Child-of-the-Emperor said:


> And Also why wouldn't Slaanesh try to fight Khorne? He has countless times, and beat Khorne countless times...:yahoo:


Pictures or it didn't happen :biggrin:

I suspect a wee bit of bias on your part with that statement COE. Maybe Slaanesh could outfox Khorne or sneak around him, but beat him in a stand up fight? The god of punch ups Vs the god of smoking too much weed? Nope I just don't see it. 
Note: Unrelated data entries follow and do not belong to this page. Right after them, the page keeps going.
PR #388, opened 2026-04-11
fix(http-bridge): propagate bridged Spark model errors as HTTP 400

OverHash:
## Summary
- Reproduced an OpenCode UX mismatch for unsupported `gpt-5.3-codex-spark` on Team accounts: direct ChatGPT path surfaced the error, but the codex-lb bridge path did not.
- Compared `mitmproxy` captures and confirmed behavior difference: direct backend (to ChatGPT API) returned `HTTP 400` JSON, while codex-lb returned `HTTP 200` SSE terminal error. This causes OpenCode to not display the error correctly.
- Updated HTTP bridge error handling to preserve normalized SSE events and also propagate first terminal bridged errors as `ProxyResponseError` when `propagate_http_errors=True`, so `/v1/responses` returns `HTTP 4xx` JSON.
- Added integration coverage for the bridged upstream `type:error` payload and asserted `POST /v1/responses` returns `400` with the expected OpenAI error envelope.

## Root Cause
- In `_stream_via_http_bridge`, `propagate_http_errors` was discarded, so terminal bridged errors were always emitted as stream events under a `200` response.

Fixed and ran tests. I used red-green testing approach to fix this issue. I then ran a local build of codex-lb to make sure that OpenCode surfaces the error correctly.

### DIFF
--- a/tests/integration/test_http_responses_bridge.py
+++ b/tests/integration/test_http_responses_bridge.py
@@ -5671,7 +5671,7 @@ async def test_v1_responses_http_bridge_stream_failure_remains_valid_sse(async_c
 
 
 @pytest.mark.asyncio
-async def test_v1_responses_http_bridge_normalizes_upstream_error_event(async_client, monkeypatch):
+async def test_v1_responses_http_bridge_surfaces_upstream_error_event_as_http_400(async_client, monkeypatch):
     _install_bridge_settings(monkeypatch, enabled=True)
     account_id = await _import_account(
         async_client,
@@ -5734,10 +5734,9 @@ async def test_v1_responses_http_bridge_normalizes_upstream_error_event(async_cl
     monkeypatch.setattr(proxy_module.ProxyService, "_ensure_fresh_with_budget", fake_ensure_fresh_with_budget)
     monkeypatch.setattr(proxy_module, "connect_responses_websocket", fake_connect_responses_websocket)
 
-    events = await _collect_sse_events(
-        async_client,
+    response = await async_client.post(
         "/v1/responses",
-        json_body={
+        json={
             "model": "gpt-5.3-codex-spark",
             "instructions": "Return exactly OK.",
             "input": "hello",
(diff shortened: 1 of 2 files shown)


tests/integration/test_http_responses_bridge.py
```diff
@@ -307,6 +307,31 @@ async def send_text(self, text: str) -> None:
...
+                            "type": "invalid_request_error",
+                            "code": "invalid_request_error",
+                            "message": (
+                                "The 'gpt-5.3-codex-spark' model is not supported when using Codex "
+                                "with a ChatGPT account."
+                            ),
+                        },
+                    },
+                    separators=(",", ":"),
+                ),
```
OverHash, line 330: This is what OpenAI ChatGPT backend directly sends when you attempt to use 5.3 Codex Spark on a Team account.

Soju06 (commented):
## Codex Review — 2 findings

Tested on a clean rebase against main. The Spark model error fix (400 path) works correctly, but the same codepath runs for 429/quota errors where it strips important metadata.

### P1 (High): Rate-limit retry metadata lost in HTTP error response

**File:** `app/modules/proxy/service.py` — `_openai_error_envelope_from_response_failed_payload()`

`openai_error()` only carries `code`, `type`, `message`, `param`. When a 429 comes through the bridge path and `propagate_http_errors` fires, the HTTP JSON response drops `resets_at`, `resets_in_seconds`, and `plan_type` that the non-bridge stream path preserves. Clients like OpenCode lose retry timing info.

**Suggested fix:** Forward the full upstream `error` dict from the response payload instead of rebuilding it from scratch. Or at minimum, copy known rate-limit fields into the envelope.

### P2 (Medium): Synthesized `response.failed` drops reset metadata for balancer

**File:** `app/modules/proxy/service.py` — `_normalize_http_bridge_error_event()`

The synthetic `response.failed` event only carries `message/type/code/param`. When `_finalize_websocket_request_state()` later parses this to update account health, `resets_at`/`resets_in_seconds` are gone. The balancer falls back to generic backoff instead of the actual reset time → can bring a rate-limited account back into rotation too early.

---

The 400 path (Spark model error) is correct and well-tested. The issue is specifically with 429/quota errors going through the same reconstruction helpers. Consider preserving the full upstream error payload for non-400 cases, or pass through rate-limit fields explicitly.

Soju06:
Thanks @OverHash! Great catch on the bridge error propagation gap — the red-green testing approach paid off. Pushed a follow-up commit preserving rate-limit metadata (plan_type/resets_at/resets_in_seconds) for 429 bridge errors so the balancer and clients get proper retry timing.

Soju06:
@all-contributors please add @OverHash for code, test

PR #396, opened 2026-04-13
fix(proxy): websocket connect-phase failover + deterministic failover integration tests

### LINKED ISSUE #385: Don't surface usage_limit_reached to Codex Desktop when other accounts are still available
## Summary

I use `codex-lb` as the provider for Codex Desktop, with multiple OpenAI accounts behind it.

When one account runs out of usage, `codex-lb` immediately returns `usage_limit_reached` to Codex Desktop.

Codex Desktop treats this as a terminal failure and stops the current request, even though other accounts in the pool may still be available.

## Why this matters

From the Codex Desktop side, it looks like the whole provider is out of quota.

But in reality, only one account is exhausted. Other accounts may still be healthy.

Because of this, the current turn dies too early even though the pool could still continue working.

## Expected behavior

If one account is out of quota but other accounts are still available, `codex-lb` should not immediately send the raw `usage_limit_reached` error back to Codex Desktop.

Instead, it should do one of these:

1. Switch to another available account internally.
2. Return a different retryable proxy-level error so Codex Desktop retries the request, and the retry can be routed to another healthy account.

## Goal

A single exhausted account should not kill the current Codex Desktop request if there are still healthy accounts left in the pool.

## Desired flow

- account A hits `usage_limit_reached`
- `codex-lb` does not stop the request immediately
- Codex Desktop retries
- `codex-lb` routes the retry to account B
- work continues

## Remaining gap after #396

PR #396 fixed websocket connect-phase failover, but on `codex-lb` v1.13.1 Codex Desktop can still receive raw `usage_limit_reached` on the HTTP responses bridge path.

That means the original problem is still reproducible in this case:

- account A is selected for the current turn
- account A has just exhausted quota
- other accounts in the pool still have quota
- Codex Desktop still gets a terminal quota error and stops

## What is still needed

For the HTTP bridge/session creation path, if the selected account returns `usage_limit_reached` (or a similar quota/rate-limit error) and there are still spare healthy accounts, `codex-lb` should not return that raw quota error to Codex Desktop.

Instead, it should return a retryable temporary proxy-level error so Codex Desktop retries automatically, and the retry can be routed to another account.

In practice, this follow-up uses the existing `502 upstream_unavailable` contract as a minimal fallback.

## User-facing scenario

A typical Codex Desktop flow looks like this:

- I type a message and send it
- the currently selected account has just run out of quota
- another account in the pool still has quota
- today, the message fails immediately and I have to resend it manually
- desired behavior: Codex Desktop gets a retryable temporary error, retries automatically, `codex-lb` selects another account, and the turn continues without manual resend

## Desired fallback flow

- account A hits `usage_limit_reached`
- `codex-lb` marks account A as exhausted for routing
- if another account is still available, `codex-lb` returns a retryable temporary proxy error instead of raw quota
- Codex Desktop retries automatically
- the retry lands on account B
- work continues without the user having to resend the message

Kazet111:
Closes #385

  ## Summary
  This PR implements and hardens deterministic failover behavior across transports, with a focus on websocket connect-phase handling and missing integration coverage.

  ## What changed
  - Added websocket connect-phase failover logic (before first downstream frame) in `ProxyService`.
  - Refactored `_connect_proxy_websocket` into smaller internal helpers to reduce complexity while preserving behavior.
  - Replaced hardcoded retry attempt values with named constants:
    - `_WEBSOCKET_MAX_ACCOUNT_ATTEMPTS`
    - `_STREAM_MAX_ACCOUNT_ATTEMPTS`
  - Added unit coverage for websocket handshake failover on `429 usage_limit_reached`.
  - Added integration coverage for:
    - streaming connect-phase `429` -> transparent failover to account B (T21)
    - compact `quota_exceeded` -> transparent failover to account B (T22)
    - mid-stream error -> surfaced to client, no failover (T23)
    - all accounts `DRAINING` -> best `DRAINING` account still selected (T24)
  - Updated OpenSpec task checklist for completed items (T19, T21–T24).

  ## Notes
  - No behavioral changes were introduced for post-first-frame websocket errors (they are still surfaced, not failed over).

  ## Validation
  - `ruff check` on modified files
  - `py_compile` on modified files
  - `pytest tests/unit/test_proxy_utils.py -k "connect_proxy_websocket or stream_with_retry" -q --timeout=120`

### DIFF
--- a/app/modules/proxy/service.py
+++ b/app/modules/proxy/service.py
@@ -214,6 +214,8 @@ _ACCOUNT_RECOVERY_RETRY_CODES = frozenset(
 _TRANSIENT_RETRY_CODES = frozenset({"server_error"})
 _MAX_TRANSIENT_SAME_ACCOUNT_RETRIES = 3
 _COMPACT_MAX_ACCOUNT_ATTEMPTS = 2
+_STREAM_MAX_ACCOUNT_ATTEMPTS = 3
+_WEBSOCKET_MAX_ACCOUNT_ATTEMPTS = 3
 
 
 @dataclass(frozen=True, slots=True)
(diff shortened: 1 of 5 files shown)


Soju06:
Thank you for the thorough failover work @Kazet111! 🎉

The websocket connect-phase failover, constant extraction, and comprehensive T21-T24 integration tests are a great addition. The Codex adversarial review caught a few edge cases (failover error surface, sticky mapping preservation) which were resolved together.

@all-contributors please add @Kazet111 for code and test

Last time i read up on the chaos gods it actually stated that Slaanesh is the newest and in some ways the weakest of the Chaos gods, whereas Khorne is the eldest and possesses the most raw power since Khornes mortal fuel is so easy to come by in the galaxy whereas Slaanesh needs to work a lot harder to create the emotional stimulus that fuels him.


----------



## Child-of-the-Emperor

Seeing as people are finding it hard to believe me :grin: :good: I'll post some quotes to back-up my point!



Chaos Daemons Codex Page 8 said:


> With the ebb and flow of energy within the warp, the power of a Chaos God expands and contracts, and his realm will shift accordingly. For long periods one god may dominate the others, fed by his own success, leeching its foes' energy for its own growth. Ultimately the other gods will ally against the dominant force and through combined efforts reduce him in power, until another of their number rises in prominence. This pattern is played out again and again through Eternity.
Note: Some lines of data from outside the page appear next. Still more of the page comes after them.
PR #397, opened 2026-04-13
fix: prevent context blowup by preserving previous_response_id on bridge recovery - IMPORTANT FIX FOR CONTEXT BLOWING UP

balakumardev:
## Problem

When an upstream websocket session is lost (session.closed) or a request fails mid-flight, the HTTP bridge recovery paths introduced in v1.12.0 return 400 previous_response_not_found errors. This tells the Codex CLI that the server-side conversation state is gone, causing it to drop previous_response_id and resend the entire conversation history as input.

The result is catastrophic for context window usage:

| Metric | Before (v1.11.x) | After (v1.12.0) |
|--------|------------------|-----------------|
| Per-turn growth | ~2-3K tokens | ~70K tokens |
| Turns to fill 876K window | 200+ | 17 |
| Compactions per session | 0 | 2+ |

## Root Cause

Three recovery paths in the bridge return 400 previous_response_not_found instead of 502 upstream_unavailable:

1. **Mid-request websocket failure** - when the upstream websocket dies during send() and previous_response_id is present, the error handler returns 400 previous_response_not_found instead of 502 upstream_unavailable.

2. **_retry_http_bridge_request_on_fresh_upstream** - when called with send_request=True and previous_response_id is present, immediately marks the request as previous_response_not_found without attempting recovery.

3. **_retry_http_bridge_precreated_request** - same pattern.

When the CLI receives 400 previous_response_not_found, it interprets this as "the server doesn't have this conversation anymore" and resends the full conversation history without previous_response_id, inflating per-turn context by ~20x.

## Fix

- When session.closed and previous_response_id is present, raise 502 immediately (matching pre-v1.12.0 behaviour) so the client retries with previous_response_id intact.
- In error handler, always raise 502 instead of 400 previous_response_not_found.
- In retry helpers, return False without marking previous_response_not_found so callers raise a retriable 502.

## Test Results

7 regression tests added in test_bridge_context_blowup.py. Ran against both broken and fixed code:

| Test | Broken (pre-fix) | Fixed |
|------|:---:|:---:|
| test_mid_request_failure_with_previous_response_id_raises_502 | FAIL (returns 400) | PASS (returns 502) |
| test_retry_with_previous_response_id_returns_false_without_marking_error | FAIL (sets previous_response_not_found) | PASS |
| test_closed_session_with_previous_response_id_raises_502 | PASS | PASS |
| test_closed_session_without_previous_response_id_attempts_recovery | PASS | PASS |
| test_healthy_growth_rate_stays_within_budget | PASS | PASS |
| test_broken_growth_rate_fills_window_fast | PASS | PASS |
| test_error_code_determines_growth_rate | PASS | PASS |

All 44 existing test_proxy_http_bridge.py tests pass with zero regressions.

## Live Verification

Tested on a single-instance deployment with gpt-5.4 (876K effective context window):

- **v1.12.0 (broken)**: 4 user messages -> 853K tokens in 17 turns -> compaction triggered, avg 70K tok/turn
- **v1.11.x (reverted)**: 4 user messages -> ~80K tokens in 17 turns -> no compaction, avg 518 tok/turn

### DIFF
--- a/app/modules/proxy/service.py
+++ b/app/modules/proxy/service.py
@@ -3373,7 +3373,7 @@ class ProxyService:
             # history, inflating per-turn context by ~20x.
             raise ProxyResponseError(
                 502,
-                openai_error("upstream_unavailable", str(exc) or "Upstream websocket closed"),
+                openai_error("bridge_owner_unreachable", str(exc) or "Upstream websocket closed"),
             ) from exc
 
     async def _maybe_prewarm_http_bridge_session(
--- a/app/modules/proxy/service.py
+++ b/app/modules/proxy/service.py
@@ -3579,7 +3579,8 @@ class ProxyService:
         text_data: str,
         send_request: bool = True,
     ) -> bool:
-        effective_send = send_request and request_state.previous_response_id is None
+        if request_state.previous_response_id is not None and send_request:
+            return False
         if request_state.replay_count >= 1:
             return False
         request_state.replay_count += 1
@@ -3598,7 +3599,7 @@ class ProxyService:
                 request_state=request_state,
                 restart_reader=True,
             )
-            if effective_send:
+            if send_request:
                 await session.upstream.send_text(text_data)
             session.last_used_at = time.monotonic()
             return True
--- a/app/modules/proxy/service.py
+++ b/app/modules/proxy/service.py
@@ -3246,25 +3246,14 @@ class ProxyService:
         queue_limit: int,
     ) -> None:
         if session.closed:
-            # When previous_response_id is present, reconnecting the upstream
-            # websocket creates a fresh server-side session that won't recognise
-            # the old response id.  Rather than silently falling back to a full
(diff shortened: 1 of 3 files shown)


Soju06:
Thank you for this important fix @balakumardev! 🎉

The context blowup issue is a critical regression — great catch with the session log analysis showing 70K vs 2.3K tokens/turn.

I've rebased your changes on main and applied Codex adversarial review fixes (preserving the reconnect recovery path for between-turn disconnects). The reviewed version is in #401.

Closing this in favor of #401 which includes your original fix + review improvements.

Soju06:
Thank you for catching this critical context blowup regression @balakumardev! 🎉

The session log analysis (2.3K vs 70K tokens/turn) was incredibly helpful in diagnosing the root cause. The Codex adversarial review identified some edge cases around multi-replica recovery and reconnect paths which were resolved together.

@all-contributors please add @balakumardev for code and test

Chaos Daemons Codex Page 8 said:


> ...For the most part, at least one god will be contending with the others and this occupies the attebtion of all, drawing their gaze away from the mortal realm.


These 2 Quotes above inevitably mean that not only does Slaanesh fight Khorne, but is often more dominant than the Blood God. It also inevitably means that Khorne often beats Slaanesh and is often more dominant than the Dark Prince. The Great Game is an eternal conflict and sees each Chaos God as the most dominant/powerful at different times. 

And further proving that Slaanesh does actually fight Khorne are these 3 Quotes:



Chaos Daemons Codex Page 8 said:


> Within the Realm of Chaos, hordes of daemons are sent forth to do their master's bidding and the lands of the gods strain and heave at each other in physical assault.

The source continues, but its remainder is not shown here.